◆ Task: Locate the string "indicate" in the records below. Copy every line where it occurs.

◆ Supplied records:
───
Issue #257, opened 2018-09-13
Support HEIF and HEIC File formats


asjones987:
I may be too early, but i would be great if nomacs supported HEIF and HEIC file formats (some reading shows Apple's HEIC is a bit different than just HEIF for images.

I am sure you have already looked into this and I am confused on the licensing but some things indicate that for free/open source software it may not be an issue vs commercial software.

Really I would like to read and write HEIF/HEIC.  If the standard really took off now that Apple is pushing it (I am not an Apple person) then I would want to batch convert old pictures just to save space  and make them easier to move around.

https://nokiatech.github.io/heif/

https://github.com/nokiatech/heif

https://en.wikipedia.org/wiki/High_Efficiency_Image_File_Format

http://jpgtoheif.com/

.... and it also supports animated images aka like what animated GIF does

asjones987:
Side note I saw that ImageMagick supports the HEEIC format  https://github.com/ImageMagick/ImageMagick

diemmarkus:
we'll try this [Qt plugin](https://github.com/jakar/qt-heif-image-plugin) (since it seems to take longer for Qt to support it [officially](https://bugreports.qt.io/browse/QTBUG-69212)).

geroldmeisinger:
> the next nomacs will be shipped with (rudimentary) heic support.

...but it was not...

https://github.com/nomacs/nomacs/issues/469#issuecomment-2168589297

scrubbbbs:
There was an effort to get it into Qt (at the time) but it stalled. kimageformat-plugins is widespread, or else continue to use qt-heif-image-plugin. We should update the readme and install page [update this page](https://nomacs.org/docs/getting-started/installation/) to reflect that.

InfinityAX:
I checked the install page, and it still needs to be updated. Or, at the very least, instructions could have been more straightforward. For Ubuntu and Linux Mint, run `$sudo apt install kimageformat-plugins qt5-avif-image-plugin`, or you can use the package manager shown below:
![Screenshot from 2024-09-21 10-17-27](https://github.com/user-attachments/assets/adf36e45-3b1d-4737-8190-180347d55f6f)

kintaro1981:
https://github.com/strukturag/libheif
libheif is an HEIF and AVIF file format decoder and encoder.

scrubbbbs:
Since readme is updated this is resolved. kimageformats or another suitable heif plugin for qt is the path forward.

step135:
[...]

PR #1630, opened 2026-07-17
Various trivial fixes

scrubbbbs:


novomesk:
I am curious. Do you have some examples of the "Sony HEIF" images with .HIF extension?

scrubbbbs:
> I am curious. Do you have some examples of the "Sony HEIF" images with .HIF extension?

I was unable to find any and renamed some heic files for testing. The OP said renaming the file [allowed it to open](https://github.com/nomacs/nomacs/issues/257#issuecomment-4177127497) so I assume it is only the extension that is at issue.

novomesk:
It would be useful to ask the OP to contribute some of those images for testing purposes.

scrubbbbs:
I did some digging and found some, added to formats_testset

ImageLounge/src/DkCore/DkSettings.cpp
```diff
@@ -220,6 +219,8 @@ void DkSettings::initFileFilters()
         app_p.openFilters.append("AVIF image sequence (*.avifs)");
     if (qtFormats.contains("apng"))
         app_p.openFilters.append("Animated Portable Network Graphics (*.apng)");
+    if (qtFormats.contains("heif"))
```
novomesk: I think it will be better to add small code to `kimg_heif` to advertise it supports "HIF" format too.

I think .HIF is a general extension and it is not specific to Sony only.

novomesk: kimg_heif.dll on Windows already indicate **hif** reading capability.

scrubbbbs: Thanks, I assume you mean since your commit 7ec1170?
───
◆ Result for this task:
I am sure you have already looked into this and I am confused on the licensing but some things indicate that for free/open source software it may not be an issue vs commercial software.
novomesk: kimg_heif.dll on Windows already indicate **hif** reading capability.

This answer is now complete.